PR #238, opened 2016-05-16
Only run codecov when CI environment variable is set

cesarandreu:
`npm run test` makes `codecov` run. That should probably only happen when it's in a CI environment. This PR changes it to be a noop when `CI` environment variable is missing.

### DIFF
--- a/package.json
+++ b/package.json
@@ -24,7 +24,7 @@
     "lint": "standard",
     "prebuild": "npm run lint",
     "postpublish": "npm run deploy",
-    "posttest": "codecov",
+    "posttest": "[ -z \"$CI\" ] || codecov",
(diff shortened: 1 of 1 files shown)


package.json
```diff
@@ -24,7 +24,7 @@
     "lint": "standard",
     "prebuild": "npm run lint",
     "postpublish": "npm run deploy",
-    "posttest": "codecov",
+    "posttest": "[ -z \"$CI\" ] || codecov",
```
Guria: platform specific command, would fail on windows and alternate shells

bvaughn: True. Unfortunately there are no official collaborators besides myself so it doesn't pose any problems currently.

→ **TRY IT**: Lines holding "json" in the data above: copy each of them.

→ **ANSWER AREA**:
--- a/package.json
+++ b/package.json
package.json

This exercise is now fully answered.